Hessens Umweltministerin Priska Hinz hat acht Mitglieder der Grubenwehr für ihr langjähriges Engagement mit dem Grubenwehrehrenzeichen ausgezeichnet. „Bergmann zu sein und Untertage zu arbeiten, ist ein risikoreicher Job. Im Ernstfall ist auch unter Tage eine Art Feuerwehr vorzuhalten – dies ist die Grubenwehr. Die Bergmänner, die sich neben ihrem beruflichen Alltag auch bereiterklären, sich ehrenamtlich in der Grubenwehr zu engagieren, verdienen ganz besonderen Respekt. Daher freue ich mich, dass ich acht Bergmännern heute das Grubenwehrehrenzeichen überreichen darf“, erklärte Ministerin Priska Hinz im Rahmen einer Feierstunde in der Hessischen Staatskanzlei.

Mit dem Orden werden Bergleute geehrt, die sich entsprechend lange in der Grubenwehr engagiert haben oder auch besondere Verdienste um das Grubenrettungswesen erworben haben. Die Mitglieder sind für Notfälle in den Bergwerken gerüstet und in der Lage, schnell und effizient die notwendige Hilfe zu leisten. „Jeder Einsatz einer Grubenwehr, ob Übung oder Ernstfall, ist mit körperlichen und psychischen Herausforderungen verbunden. Denn nur das langjährige, intensive und harte Training garantiert professionelle Rettungsarbeit im Unglücksfall. Ihre Kumpel müssen sich im Ernstfall auf ihr Können und ihren Einsatz verlassen können“, machte die Ministerin deutlich.

Das Grubenwehrehrenzeichen in Silber, für 15 jährige Mitgliedschaft in der Grubenwehr der Bergwerks K+S Werra erhielten: Holger Ries, Thomas Herget, Sascha Häner, Rigo Wildförster, Thomas Ruckel und Arno Leinweber. Herr Leinweber ist im K+S Werk Neuhof beschäftigt und engagiert sich in der dortigen Grubenwehr. Für ihr 20 jähriges Engagement in der Grubenwehr des K+S Werks Werra wurden Thomas Schneider und Rainer Hildebrandt mit dem Grubenwehrehrenzeichen in Gold ausgezeichnet.

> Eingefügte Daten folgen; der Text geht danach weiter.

PR #521, opened 2017-02-28
add rescan warning message if loading takes longer than 30 seconds

avahowell:
This PR adds a warning message that appears if loading takes more than 30 seconds, explaining that startup can take a long time after upgrading due to rescans. The exact copy is

```
Loading can take a while after upgrading to a new version. Check the <a style="text-decoration: underline; cursor: pointer" id="releasenotelink">release notes</a> for more details.
```

### DIFF
--- a/js/rendererjs/loadingScreen.js
+++ b/js/rendererjs/loadingScreen.js
@@ -113,7 +113,7 @@ export default async function loadingScreen(initUI) {
 			overlayText.innerHTML= 'Loading can take a while after upgrading to a new version. Check the <a style="text-decoration: underline; cursor: pointer" id="releasenotelink">release notes</a> for more details.'
 
 			document.getElementById('releasenotelink').onclick = () => {
-				shell.openExternal('https://github.com/NebulousLabs/Sia/releases/tag/v1.1.1')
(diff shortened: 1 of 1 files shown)


js/rendererjs/loadingScreen.js
```diff
@@ -106,6 +106,18 @@ export default async function loadingScreen(initUI) {
...
 		return
 	}
+
+	// Set a timeout to display a warning message about long load times caused by rescan.
+	setTimeout(() => {
+		if (overlayText.textContent === 'Loading Sia...') {
+			overlayText.innerHTML= 'Loading can take a while after upgrading to a new version. Check the <a style="text-decoration: underline; cursor: pointer" id="releasenotelink">release notes</a> for more details.'
+
+			document.getElementById('releasenotelink').onclick = () => {
+				shell.openExternal('https://github.com/NebulousLabs/Sia/releases/tag/v1.1.1')
```
lukechampine: we can probably just use `/releases`. Would be a pain to update this link on each release; we might forget.

avahowell: yeah, good point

Das Grubenwehrehrenzeichen wurde 1953 vom damaligen Bundespräsidenten Theodor Heuss gestiftet und nimmt unter den Auszeichnungen des Bundes eine Sonderstellung ein, denn es ist als einzige Auszeichnung, nur einem Berufsstand vorbehalten.

Bundesweite Bekanntheit erlangten Grubenwehren erstmalig durch das Grubenunglück in der saarländischen Zeche Luisenthal 1962, bei der 299 Bergleute ums Leben kamen. In Hessen ist vor allem das Grubenunglück bei Borken aus dem Jahr 1988 bekannt, bei dem 57 Bergleute durch eine Kohlenstaubexplosion starben. „Mit Glück, aber auch durch immer besser werdende Abbautechniken ist Hessen seit dem Borkener Grubenunglück von größeren und kleineren Unglücken unter Tage weitestgehend verschont geblieben. Die kleineren Einsätze an der Werra zeigen aber auch, dass man sich auf die Grubenwehr der Werke Neuhof und Werra verlassen kann. Ich danke Ihnen für ihre Einsatzbereitschaft wünsche weiterhin ‚Glückauf‘“, so Ministerin Priska Hinz abschließend.